- Date posted
- 2y
ERP / Staying Positive / Compulsions
I’m struggling with ERP sometimes because of the constant ruminating compulsions/giving myself logical explanations of why this is happening. And when I try to be compassionate with myself and say something like “don’t give up hope, there’s a guy out there for you.” Sort of talk. I don’t know if this is another compulsion or not? I’ve been struggling with this theme for almost 3 months now, and the longer I’m not putting myself out there dating like I normally would, the more it feels real, and then when I want to put myself out there, I don’t want it to do it out of a compulsion. It gets very upsetting, because the OCD just “wants to know” so it can go away. However, I never thought this would ever be a theme I struggled with.
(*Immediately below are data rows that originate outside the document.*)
PR #2676, opened 2019-04-08
Closes #2674: Adds facts to custom tabs

### LINKED ISSUE #2674: Add facts to custom tabs

sblatz:
### Pull Request checklist

**Note: I did not add a test for emitting close fact or action fact in `CustomTabsToolbarFeature` because those should be covered by `clicking on navigation action will execute listener of the action` inside `DisplayToolbarTest`**

### DIFF
--- a/components/browser/menu/src/main/java/mozilla/components/browser/menu/BrowserMenuBuilder.kt
+++ b/components/browser/menu/src/main/java/mozilla/components/browser/menu/BrowserMenuBuilder.kt
@@ -10,13 +10,14 @@ import android.content.Context
  * Helper class for building browser menus.
  *
  * @param items List of BrowserMenuItem objects to compose the menu from.
+ * @param extras Map of extra values that are added to emitted facts
  */
 class BrowserMenuBuilder(
-    val items: List<BrowserMenuItem>
+    val items: List<BrowserMenuItem>,
+    val extras: Map<String, Any> = emptyMap()
 ) {
     fun build(context: Context): BrowserMenu {
         val adapter = BrowserMenuAdapter(context, items)
-
         return BrowserMenu(adapter)
     }
 }
--- a/components/browser/toolbar/README.md
+++ b/components/browser/toolbar/README.md
@@ -34,8 +34,10 @@ This component emits the following [Facts](../../support/base/README.md#Facts):
 
 | Action | Item    | Extras         | Description                        |
 |--------|---------|----------------|------------------------------------|
-| CLICK  | menu    |                | The user opened the overflow menu. |
+| CLICK  | menu    | `menuExtras`   | The user opened the overflow menu. |
 | COMMIT | toolbar | `commitExtras` | The user has edited the URL.       |
+
+`menuExtras` are additional extras set on the `BrowserMenuBuilder` passed to the `BrowserToolbar` (see [browser-menu](../menu/README.md)).
 
 #### `commitExtras`
 
--- a/components/browser/toolbar/src/main/java/mozilla/components/browser/toolbar/display/DisplayToolbar.kt
+++ b/components/browser/toolbar/src/main/java/mozilla/components/browser/toolbar/display/DisplayToolbar.kt
@@ -137,7 +137,7 @@ internal class DisplayToolbar(
                 anchor = this,
                 orientation = BrowserMenu.determineMenuOrientation(toolbar))
 
-            emitOpenMenuFact()
+            emitOpenMenuFact(menuBuilder?.extras)
         }
     }
 
--- a/components/feature/customtabs/src/main/java/mozilla/components/feature/customtabs/CustomTabsToolbarFeature.kt
+++ b/components/feature/customtabs/src/main/java/mozilla/components/feature/customtabs/CustomTabsToolbarFeature.kt
@@ -100,7 +100,10 @@ class CustomTabsToolbarFeature(
         }.also {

I do struggle with all my friends getting married etc. And wondering when my turn is. But from what I’m told, let’s say you ripped the bandaid off and faced the fear and went to the extreme of kissing the same sex or going on a date etc. It wouldn’t get rid of the OCD. I just want it to go away and live my life like I did before I had my initial trigger (reading a book that was about same sex romance). But the “what if?” Is so strong, and when people say to get comfortable with uncertainty, isn’t how you identity supposed to be something your certain about?! I think maybe that’s why I’m stuck on this one.